* **Excerpted records**
• • • • •
PR #2501, opened 2015-08-26
Coordinate encoder speedup using cache

### LINKED ISSUE #2150: Speed up CoordinateEncoder for streaming data
hey all, 
it would be awesome if we could speed up coordinate encoder something like `60x+` :man_with_turban: 

Use case: 
I have real world date where `3+s` ~ `600k+ data points`, but just processing with coordinate encoder takes `180+s`. 

Here's the profile:
```
        128703788 function calls (128701858 primitive calls) in 189.398 seconds

   Ordered by: cumulative time

   ncalls  tottime  percall  cumtime  percall filename:lineno(function)
        1    0.497    0.497  189.399  189.399 retina.py:1(<module>)
   663257    0.393    0.000  182.238    0.000 retina.py:170(run)
   389924    2.433    0.000  181.845    0.000 retina.py:47(encode)
   389924    1.597    0.000  178.010    0.000 retina.py:25(encodeIntoArray)
   389924    7.379    0.000  175.725    0.000 coordinate.py:100(encodeIntoArray)
  3509316    4.033    0.000  106.439    0.000 coordinate.py:112(<lambda>)
  3509316    9.117    0.000  102.406    0.000 coordinate.py:174(_bitForCoordinate)
  7018632   21.687    0.000   98.697    0.000 coordinate.py:151(_hashCoordinate)
  7019198   13.218    0.000   66.038    0.000 {method 'join' of 'str' objects}
   389924    6.516    0.000   56.352    0.000 coordinate.py:134(_topWCoordinates)
 21055896   22.783    0.000   52.819    0.000 coordinate.py:154(<genexpr>)
  3509316    7.557    0.000   46.932    0.000 coordinate.py:160(_orderForCoordinate)
  7018632    7.489    0.000   30.036    0.000 numeric.py:1681(array_str)
  7018635   14.164    0.000   27.245    0.000 math.py:5978(__init__)
  7018632   18.718    0.000   22.547    0.000 arrayprint.py:343(array2string)
  7018635   13.082    0.000   13.082    0.000 {_math.new_Random}
  7018633    6.228    0.000    6.228    0.000 {_hashlib.openssl_md5}
        1    0.012    0.012    5.005    5.005 spatial_pooler.py:52(__init__)
```

Limitations:
The task has some preconditions, which hopefully could be exploited! 
- it's `2D`, ranges on axis are small (1..127)

What do you think, should I try, or start from somewhere else completely?

breznak:
caches encodings for Coord encoder to make it usable for streaming data (high throughput). 
I've decided not to cache only the hashes but went further and cache whole encodings for a given input. 
This is handeled through `cacheSize` param which defaults to 0 = off. 

I;ve tried `OrderedDict` or even better `cachetools` (LeastFrequentlyUsed, LeastRecentlyUsed caches) to better handle full cache (removal), but they don't cut it. (well, still faster than current, but cca 2x slower then this suggested dict-only approach), on the other hand, I have to remove "random" elements when purging cache. 

Results: 
`   ncalls  tottime  percall  cumtime  percall filename:lineno(function)`
new:  ` 63314    0.444    0.000    0.490    0.000 coordinate.py:114(encodeIntoArray)` ~63000x
old:  `14702    0.809    0.000   31.369    0.002 coordinate.py:114(encodeIntoArray)`   ~14000x

For serialization, I did not bother with storing a dict (maybe possible?), but just drop it, as it's only an optimization.  

Fixes #2150

### DIFF
--- a/nupic/encoders/coordinate.py
+++ b/nupic/encoders/coordinate.py
@@ -101,10 +101,14 @@ class CoordinateEncoder(Encoder):
 
   
   @cache(maxsize=100, typed=False)
-  def encode(self, coordinate, radius, **kwds):
+  def encode(self, coordinate, radius, cacheSizeName='cacheSize', **kwds):
     """
     @param coordinate - a tuple (is hashable) of each axis, eg (x,y,z)
     @param radius - float
+    @param cacheSizeName - string (opt), points to the attribute of the object
+                         (CoordinateEncoder().cacheSize) which holds value for
+                         the size of the cache. 
+                         See nupic.utils.lru_cache and tests for explanation.
     """
     out = numpy.zeros(self.n)
     coordArr = numpy.array(coordinate)
--- a/nupic/encoders/coordinate.py
+++ b/nupic/encoders/coordinate.py
@@ -19,6 +19,7 @@
 # http://numenta.org/licenses/
 # ----------------------------------------------------------------------
 
+from fastcache import clru_cache as cache
 import hashlib
 import itertools
 
@@ -57,6 +58,7 @@ class CoordinateEncoder(Encoder):
                w=21,
                n=1000,
                name=None,
+               cacheSize=10000,
                verbosity=0):
     """
     See `nupic.encoders.base.Encoder` for more information.
@@ -76,6 +78,7 @@ class CoordinateEncoder(Encoder):
     self.n = n
     self.verbosity = verbosity
     self.encoders = None
+    self.cacheSize = cacheSize
 
     if name is None:
       name = "[%s:%s]" % (self.n, self.w)
@@ -96,6 +99,20 @@ class CoordinateEncoder(Encoder):
     """See `nupic.encoders.base.Encoder` for more information."""
     return numpy.array([0]*len(inputData))
 
+  
+  @cache(maxsize=100, typed=False)
+  def encode(self, coordinate, radius):
+    """
+    @param coordinate - a tuple (is hashable) of each axis, eg (x,y,z)
+    @param radius - float
+    """
+    out = numpy.zeros(self.n)
+    coordArr = numpy.array(coordinate)
+    # make ndarray read-only so it can be hashed
+    coordArr.flags.writeable = False
+    self.encodeIntoArray((coordArr, radius), out)
+    return out
+    
 
   def encodeIntoArray(self, inputData, output):
     """
@@ -189,6 +206,7 @@ class CoordinateEncoder(Encoder):
     print "CoordinateEncoder:"
     print "  w:   %d" % self.w
     print "  n:   %d" % self.n
+    print self.encode.cache_info()
 
 
   @classmethod
@@ -198,6 +216,7 @@ class CoordinateEncoder(Encoder):
     encoder.n = proto.n
     encoder.verbosity = proto.verbosity
     encoder.name = proto.name
+    encoder.cacheSize = proto.cacheSize
     return encoder
 
 
@@ -206,3 +225,4 @@ class CoordinateEncoder(Encoder):
     proto.n = self.n
     proto.verbosity = self.verbosity
     proto.name = self.name
+    proto.cacheSize = self.cacheSize
--- a/nupic/encoders/coordinate.py
+++ b/nupic/encoders/coordinate.py
@@ -165,15 +165,6 @@ class CoordinateEncoder(Encoder):
     return coordinates[indices]
 
 
-  @staticmethod
-  def _hashCoordinate(coordinate):
-    """Hash a coordinate to a 64 bit integer."""
-    coordinateStr = ",".join(str(v) for v in coordinate)
-    # Compute the hash and convert to 64 bit int.
-    hash = int(int(hashlib.md5(coordinateStr).hexdigest(), 16) % (2 ** 64))
-    return hash
-
-
   @classmethod
   def _orderForCoordinate(cls, coordinate):
     """
@@ -183,7 +174,7 @@ class CoordinateEncoder(Encoder):
     @return (float) A value in the interval [0, 1), representing the
                     order of the coordinate
     """
-    seed = cls._hashCoordinate(coordinate)
+    seed = hash(coordinate.data)
     rng = Random(seed)
     return rng.getReal64()
 
@@ -197,7 +188,7 @@ class CoordinateEncoder(Encoder):
     @param n (int) The number of available bits in the SDR
     @return (int) The index to a bit in the SDR
     """
-    seed = cls._hashCoordinate(coordinate)
+    seed = hash(coordinate.data)
     rng = Random(seed)
     return rng.getUInt32(n)
 
--- a/nupic/encoders/coordinate.py
+++ b/nupic/encoders/coordinate.py
@@ -19,7 +19,7 @@
 # http://numenta.org/licenses/
 # ----------------------------------------------------------------------
 
-from fastcache import clru_cache as cache
+from nupic.utils import lru_cache as cache
 import hashlib
 import itertools
 
--- a/nupic/encoders/coordinate.py
+++ b/nupic/encoders/coordinate.py
@@ -165,6 +165,15 @@ class CoordinateEncoder(Encoder):
     return coordinates[indices]
 
 
+  @staticmethod
+  def _hashCoordinate(coordinate):
+    """Hash a coordinate to a 64 bit integer."""
+    coordinateStr = ",".join(str(v) for v in coordinate)
+    # Compute the hash and convert to 64 bit int.
+    hash = int(int(hashlib.md5(coordinateStr).hexdigest(), 16) % (2 ** 64))
+    return hash
+
+
   @classmethod
   def _orderForCoordinate(cls, coordinate):
     """
@@ -174,7 +183,7 @@ class CoordinateEncoder(Encoder):
     @return (float) A value in the interval [0, 1), representing the
                     order of the coordinate
     """
-    seed = hash(coordinate.data)
+    seed = cls._hashCoordinate(coordinate)
     rng = Random(seed)
     return rng.getReal64()
 
@@ -188,7 +197,7 @@ class CoordinateEncoder(Encoder):
     @param n (int) The number of available bits in the SDR
     @return (int) The index to a bit in the SDR
     """
-    seed = hash(coordinate.data)
+    seed = cls._hashCoordinate(coordinate)
     rng = Random(seed)
     return rng.getUInt32(n)
 
--- a/nupic/encoders/coordinate.py
+++ b/nupic/encoders/coordinate.py
@@ -101,7 +101,7 @@ class CoordinateEncoder(Encoder):
 
   
   @cache(maxsize=100, typed=False)
-  def encode(self, coordinate, radius):
+  def encode(self, coordinate, radius, **kwds):
     """
     @param coordinate - a tuple (is hashable) of each axis, eg (x,y,z)
     @param radius - float
--- a/nupic/encoders/coordinate.py
+++ b/nupic/encoders/coordinate.py
@@ -100,15 +100,11 @@ class CoordinateEncoder(Encoder):
     return numpy.array([0]*len(inputData))
 
   
-  @cache(maxsize=100, typed=False)
-  def encode(self, coordinate, radius, cacheSizeName='cacheSize', **kwds):
+  @cache(sizeref='cacheSize', typed=False)
+  def encode(self, coordinate, radius, **kwds):
     """
     @param coordinate - a tuple (is hashable) of each axis, eg (x,y,z)
     @param radius - float
-    @param cacheSizeName - string (opt), points to the attribute of the object
-                         (CoordinateEncoder().cacheSize) which holds value for
-                         the size of the cache. 
-                         See nupic.utils.lru_cache and tests for explanation.
     """
     out = numpy.zeros(self.n)
     coordArr = numpy.array(coordinate)
--- a/nupic/utils.py
+++ b/nupic/utils.py
@@ -259,79 +259,100 @@ def lru_cache(maxsize=100, typed=False, sizeref=None):
         properties = dict()
         properties['maxsize'] = maxsize         # make maxsize updatable non-locally
         properties['init'] = True               # do _setSize
-                  
-        if properties['maxsize'] == 0:
+                 
+        ### cache wrappers
+        # exported methods optimized for specific cache settings
+        def wrapperNoCache(*args, **kwds):
+            # no caching, just do a statistics update after a successful call
+            result = user_function(*args, **kwds)
+            stats[MISSES] += 1
+            return result
 
-            def wrapper(*args, **kwds):
-                # no caching, just do a statistics update after a successful call
-                result = user_function(*args, **kwds)
-                stats[MISSES] += 1
+
+        def wrapperUnlimitedCache(*args, **kwds):
+            # simple caching without ordering or size limit
+            key = make_key(args, kwds, typed)
+            result = cache_get(key, root)   # root used here as a unique not-found sentinel
+            if result is not root:
+                stats[HITS] += 1
                 return result
+            result = user_function(*args, **kwds)
+            cache[key] = result
+            stats[MISSES] += 1
+            return result
 
-        elif properties['maxsize'] is None:
 
-            def wrapper(*args, **kwds):
-                # simple caching without ordering or size limit
-                key = make_key(args, kwds, typed)
-                result = cache_get(key, root)   # root used here as a unique not-found sentinel
-                if result is not root:
+        def wrapperLimitedCache(*args, **kwds):
+            # size limited caching that tracks accesses by recency
+            key = make_key(args, kwds, typed) if kwds or typed else args
+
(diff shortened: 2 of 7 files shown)


breznak:
@chetan51 @scottpurdy please review

breznak:
@rhyolight some strange errs from Travis: 
https://travis-ci.org/numenta/nupic/jobs/77311196#L314
https://travis-ci.org/numenta/nupic/jobs/77311196#L1140
etc ..

breznak:
At PR logic: ...hashing an array, I know :shame: hold on pls :)

breznak:
... pretends like nothing happened :stuck_out_tongue:

rhyolight:
> @rhyolight some strange errs from Travis: 
> https://travis-ci.org/numenta/nupic/jobs/77311196#L314
> https://travis-ci.org/numenta/nupic/jobs/77311196#L1140
> etc ..

Yes, strange. I restarted all the builds.

scottpurdy:
You could create a decorator that users could use wherever they want. For instance, in client code they could do something like this:

```
from nupic.encoders import SomeEncoder
from nupic.utils import cache

class CachedSomeEncoder(SomeEncoder):
  @cache(size=1000)
  def encode(self, value):
    super(self, CachedSomeEncoder).encode(value)
```

This keeps the opinion of whether caching should be done out of the core implementations and gives users flexibility to apply caching to any deterministic functions they want.

breznak:
> You could create a decorator that users could use wherever they want.

This is a nice approach, and is exactly how `cachetools` work (but they
don't cut it for speed for this purpose). On the other hand, my cache
implementation uses a stupid replacement mechanism (compared to theirs
LRU,LFU,...), so I'm not sure if it's worth to write a decorator for this
cache, or just leave it a part of CoordinateEncoder which is really slow.
Maybe we could identify non-learning parts in the system where caching
would make sense? (And leave it for a separate issue?)

chetan51:
I prefer @scottpurdy's decorator solution. The problem I have with this PR is that it significantly complicated the implementation code for Coordinate encoder. If we can keep the cache code out of it, I would be happier.

breznak:
Agreed the decorator would be nice, problem is that `ndarray` is unhashable, so I had to add encode() to overcome that. But encode() is imho useful for this encoder anyway and all encoders must implement it. 
The solution with `fastcache` is even faster.

nupic/encoders/coordinate.py
```diff
@@ -96,6 +104,20 @@ def getScalars(self, inputData):
     """See `nupic.encoders.base.Encoder` for more information."""
     return numpy.array([0]*len(inputData))
 
+  
+  @cache(maxsize=100, typed=False)
```
breznak: I'd like to change this value to `self.cacheSize` but can't access instance (or class, global maybe yes) members. Is it possoble to achieve without a new wrapper around this wrapper?

breznak:
@chetan51 @scottpurdy got it! 
Implemented a LRU cache as a decorator, taken from `functools.lru_cache` backport, so it's compatible with python 2.6+ & 3.0+. They have  a C version underway, so in future we could seemlessly benefit from that. 
+ I've implemented some improvements to be able to set the cache's size param at runtime, those are submitted for discussion in upstream: https://bugs.python.org/issue24969

Includes tests for `nupic.utils.lru_cache` and Coordinate encoder which uses the caching. 

(if you are ok with this, suggested next steps (not in this PR):
* separate nupic.utils to a directory with files in it, eg nupic.utils.cache, ...
* apply cache where possible- some methods in SP, ...

chetan51:
@breznak Doesn't the OPF use `encodeIntoArray` directly? In which case it wouldn't benefit from this cache optimization?

breznak:
> Doesn't the OPF use encodeIntoArray directly? In which case it wouldn't
benefit from this cache optimization?

Hmm, likely true. I can apply the decorator to encodeIntoArray() instead,
in which case I'll waste a few assignments for those who use encode().
Btw, shouldn't OPF call encode() instead?

chetan51:
@scottpurdy What do you suggest?

breznak:
A hack would be to cache both, which is contradictory, but OPF would gain,
and encode() would only suffer from double-buffering.

scottpurdy:
It looks like we will be moving away from `encodeIntoArray` in favor of standardizing on `encode` that returns a new array. Not sure what is best right now, or if it matters what you do now.

breznak:
I'd suggest leaving encodeIntoArray() out for now, the reason it's not cached is that its arg is a `ndarray` which is unhashable by default. I need to wrap the call to encodeIntoArray (therefore encode()) and do the work there (eg set `ndarray.flags.writeable = False` and hash `ndarray.data` instead). 

I may be able to add additional wrapper that will handle the ndarray, but I'd like to leave that only if we find another usecases for `@cache` that deal with ndarrays.

breznak:
Ok, the cache is ready. Results for Coordinate encoder are quite nice, you can check with 
`python -m cProfile --sort cumtime scripts/profiling/enc_profile.py ` 
(may comment out the other encoders there in the for-loop)

What I do not understand is: 

```
CacheInfo(hits=94861, misses=5139, maxsize=500, currsize=500)
None
         5333857 function calls (5331961 primitive calls) in 6.432 seconds

   Ordered by: cumulative time

   ncalls  tottime  percall  cumtime  percall filename:lineno(function)
        1    0.001    0.001    6.432    6.432 enc_profile.py:25(<module>)
       10    0.066    0.007    6.208    0.621 enc_profile.py:33(profileEnc)
   100000    0.113    0.000    6.140    0.000 utils.py:350(wrapper)
   100000    0.196    0.000    6.006    0.000 utils.py:292(wrapperLimitedCache)
     5139    0.024    0.000    5.365    0.001 coordinate.py:103(encode)
     5139    0.154    0.000    5.307    0.001 coordinate.py:117(encodeIntoArray)
   107919    0.101    0.000    3.110    0.000 coordinate.py:129(<lambda>)
   107919    0.262    0.000    3.010    0.000 coordinate.py:191(_bitForCoordinate)
   236394    0.700    0.000    2.997    0.000 coordinate.py:168(_hashCoordinate)
   236820    0.410    0.000    1.956    0.000 {method 'join' of 'str' objects}
     5139    0.159    0.000    1.922    0.000 coordinate.py:151(_topWCoordinates)
   128475    0.262    0.000    1.707    0.000 coordinate.py:177(_orderForCoordinate)
   709182    0.674    0.000    1.546    0.000 coordinate.py:171(<genexpr>)
   236404    0.467    0.000    0.986    0.000 math.py:5978(__init__)
```

* Odd 1: data generated from 0..maxV, cache size = maxV, why do I get cache misses? about 2% - ~5000 misses in 100k runs. Same behavior confirmed with an alternative cache (so not a flaw in my wrapper), increasing cachesize to maxV*1.33 does not help (if it were problems with pruning hashtable in cache). What can this be? A flaw in the cache, collisions in the hashing alg, or in cProfile? I've verified the cache and it seems to return values correctly. 

* Odd 2: with 5k misses (ok), there're 5k calls to encode()/encodeIntoArray(), but then why are there 100k+ calls to the support functions - _hashCoordinate, _bitForCoordinate, ...etc?

nupic/encoders/coordinate.py
```diff
@@ -96,6 +99,20 @@ def getScalars(self, inputData):
     """See `nupic.encoders.base.Encoder` for more information."""
     return numpy.array([0]*len(inputData))
 
+  
+  @cache(sizeref='cacheSize', typed=False)
+  def encode(self, coordinate, radius, **kwds):
```
chetan51: Please rename `kwds` to `kwargs` (the standard name for it)

tests/unit/nupic/encoders/coordinate_test.py
```diff
@@ -303,6 +303,22 @@ def testReadWrite(self):
     self.assertTrue(np.array_equal(output1, output2))
 
 
+  def testCachedEncoding(self):
+    eDefault = CoordinateEncoder()
+    eCached  = CoordinateEncoder(cacheSize=9)
+    iters = 10
+    for _ in xrange(iters):
+      (x,y) = np.random.randint(0, 2, 2)
```
chetan51: Is this test deterministic?

tests/unit/nupic/encoders/coordinate_test.py
```diff
@@ -303,6 +303,22 @@ def testReadWrite(self):
...
+    eCached  = CoordinateEncoder(cacheSize=9)
+    iters = 10
+    for _ in xrange(iters):
+      (x,y) = np.random.randint(0, 2, 2) 
+
+      res1 = encode(eDefault, np.array([x,y]), 2) # uses encodeIntoArray() directly
+      res2 = eCached.encode((x,y), 2) # calls encode() with cache
+
+      self.assertTrue(np.array_equal(res1, res2), "Cached and non-cached encodings differ! %r %r" % (res1, res2))
+    print eCached.dump()
```
chetan51: Please remove print statements from tests

tests/unit/nupic/utils_test.py
```diff
@@ -183,7 +185,73 @@ def testEquals(self):
...
+        return x**2
+
+    a = A(42)
+
+    # method 1: maxsize from method's arg, this is an override
+    for d in xrange(10):
+      a.foo(d, cacheSize="5")
+    mx = int(a.foo.cache_info().maxsize)
+    self.assertEqual(mx, 5, "Cache size from method's arg 'cacheSize' was set to 5, but is %r" % (mx))
+    print a.foo.cache_info()
```
chetan51: Remove print statements from tests here and below

nupic/utils.py
```diff
@@ -127,3 +127,258 @@ def write(self, proto):
     proto.windowSize = self.windowSize
     proto.slidingWindow = self.slidingWindow
     proto.total = self.total
+
+
+
+#######################################################
+# code from functools.lru_cache for Python 3.3, backports from ActiveState:
```
chetan51: @rhyolight Is this code okay to include in our codebase (license-wise)?

nupic/utils.py
```diff
@@ -127,3 +127,258 @@ def write(self, proto):
...
+    __slots__ = 'hashvalue'
+
+    def __init__(self, tup, hash=hash):
+        self[:] = tup
+        self.hashvalue = hash(tup)
+
+    def __hash__(self):
+        return self.hashvalue
+
+def _make_key(args, kwds, typed,
```
chetan51: Rename to `_makeKey`

nupic/utils.py
```diff
@@ -127,3 +127,258 @@ def write(self, proto):
...
+    print "setting maxsize to object's member %s = %i" % (sizeref, mxRef)
+    properties['maxsize'] = mxRef
+  elif mxRef is None or mxArg is None:
+    print "setting unlimited cache (None)"
+    properties['maxsize'] = None
+  else:
+    raise ValueError("lru_cache: No arg or object's member of name %s, as specified in 'sizeref'" % (sizeref))
+
+
+def lru_cache(maxsize=100, typed=False, sizeref=None):
```
chetan51: Rename to `lruCache`

chetan51:
Done with review.

scottpurdy:
This implementation adds the cache for all users of the CoordinateEncoder. Why not just let the clients determine if they want it (with a subclass that applies the decorator)? Plus if the client is using a network they would probably want to subclass the region instead and apply something similar there. Actually if there was a LearningEncoder subclass of Encoder then the RecordSensor could have an option that would enable caching for all non-learning encoders. Applying the cache when needed also removes the need for the `sizeref` hack that you added. If you go this route it would still be nice to have example code showing caching being used and an option added to the RecordSensor.

One case where the cache would not be good for the CoordinateEncoder is when it is set up to have fine-grained resolution with a large radius. In these cases, the input coordinates may very rarely match exactly and the large radius ensures that the encodings still have overlap for similar, but not exact, coordinates. In this case the caching mechanism would just slow the function down. I don't know if normal use cases would have high cache hit rates or not but perhaps @chetan51 has an intuition for it?

And instead of copying code into our repo we should probably just add a dependency on one of the library recommendations here:
http://stackoverflow.com/a/9674327

tests/unit/nupic/encoders/coordinate_test.py
breznak: nope, I will look to add a seed, or better use Random from nupic.core

nupic/utils.py
breznak: I can do that but I'd rather leave as-is, as it's part of the library

breznak:
hi @scottpurdy ,

> Why not just let the clients determine if they want it (with a subclass that applies the decorator)?

(this looks like a perfect use for an `ICached` interface, but that's for another time) I can do a subclass instead, but I see no point in it: now you can control the use of the cache with a param `cacheSize`, we can set the `default to 0` if you care. The overhead of a method decorated with a disabled cache is minimal. But I'd prefer the optimization be opt-out if it works, so it's transparent to a user who cares nothing about Coord's details. 

> a LearningEncoder subclass of Encoder then the RecordSensor could have an option that would enable caching for all non-learning encoders.

hey, great idea! I don't want to do that with the initial PR on introduction of a cache (I even consider if to remove the Coord example, and just give cache and its tests). but we must not forget it for later improvements. (Note, cache has problems with encodeIntoArrays() in some encoders that pass ndarray, I've added functionality to overcome this..the generic caching might use some more work)

> If you go this route it would still be nice to have example code showing caching being used and an option added to the RecordSensor.

I'd rather not focus on it now

>  Applying the cache when needed also removes the need for the sizeref hack that you added. 

I wish, but I don't see how? You only know maxsize at runtime
```
class CachedCoordinateEncoder(CoordinateEncoder):

  @cache(maxsize=???)
  def encode():
    return super().encode()
```

> we should probably just add a dependency on one of the library recommendations

I've tried most of the libraries/recipes, went with functools' version as its future compatible, has promised c++; I may try to rework to write my wrapper around the decorator again, as a simple import would be cleaner. Just import now does not work because I've added functionality & hacks not present in the original.

nupic/utils.py
rhyolight: Yes, because `https://code.activestate.com/recipes/578078/` states the content is MIT.

scottpurdy:
> I wish, but I don't see how? You only know maxsize at runtime

That is exactly why you should leave it to clients to create the subclass and add caching. This allows us to use an existing backport and we don't have to add the `sizeref` functionality. It also means that we don't have to add caching-specific state to the serialization. And it gives the clients the option to apply caching at whichever level makes sense (encoder vs region).

@chetan51 - I've left my opinion but will leave the decisions/review up to you.

breznak:
> That is exactly why you should leave it to clients to create the subclass and add caching. 

@scottpurdy do you think it's useless then? Here are points I care for:
 * ease of use - there's a difference in creating an instance with a param `e = CoordinateEncoder(cacheSize=1000)`, and actually editing the code and building from source. 
* cache can be used with the binary package
* it's our job to figure which methods are best to be wrapped, we can't do that w/o runtime param. 

Alternative: atleast use some reasonable cache size: it's a LRU, so maxsize 1000 will do a pretty decent job.

chetan51:
I think caching will improve performance in most use-cases for the Coordinate Encoder. I also prefer ease of use, so I'm fine with it being a parameter, but I wish there was a way to keep it out of the serialization state (and also ensure that it's easy to add caching to the other encoders). Any ideas on how to achieve both of those goals @breznak?

chetan51:
@breznak Could you try caching the functions `_orderForCoordinate` and `_bitForCoordinate` instead, and see whether you still get good speedup? Those functions are going to be called with the same arguments more often than `encode` will be.

breznak:
>  I wish there was a way to keep it out of the serialization state

cache is dropped at serialization, that makes sense. Only the parameter of
the object - cacheSize is stored.

> and also ensure that it's easy to add caching to the other encoders

the wrapper is generic, depends what we find - eg "learning encoders"
probably would not be cached, but we can still gain on some sub-routines
that get called many times.

> Could you try caching the functions _orderForCoordinate and
_bitForCoordinate instead, and see whether you still get good speedup?
Those functions are going to be called with the same arguments more often
than encode will be.

Yes! This is a good idea to solve encodeIntoAtray caching! Esp. since the
concern of many misses due to a few bits flipped. It makes  sense to cache
the highest-level functions, so the rest is not even called, so I'd suggest
both: cached encode() for those who call it - it will be the most
effective. And cached _orderForCoord, _bit4Coord to gains for callers of
encodeIntoArray.

Ok, as it looks the PR has a future, I'll try to rewrite the wrapper and
separate it from the cache, which we can get from pip. Hold on 1 day please.

breznak:
>  try caching the functions _orderForCoordinate and _bitForCoordinate
 instead

the decorator is having some troubles with static/class-methods, is there a
motivation why these in the encoder can't be instance methods?

chetan51:
> the decorator is having some troubles with static/class-methods, is there a
motivation why these in the encoder can't be instance methods?

Because they didn't need to be. If you need them to be, you can change them.

rhyolight:
@breznak said (12 days ago):
> Ok, as it looks the PR has a future, I'll try to rewrite the wrapper and
> separate it from the cache, which we can get from pip. Hold on 1 day please.

I'm labelling as "in progress" now.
• • • • •
* **Assigned task**
From the data above, copy every line where "else" appears.

* **Task result**
What do you think, should I try, or start from somewhere else completely?
+            key = make_key(args, kwds, typed) if kwds or typed else args
+  else:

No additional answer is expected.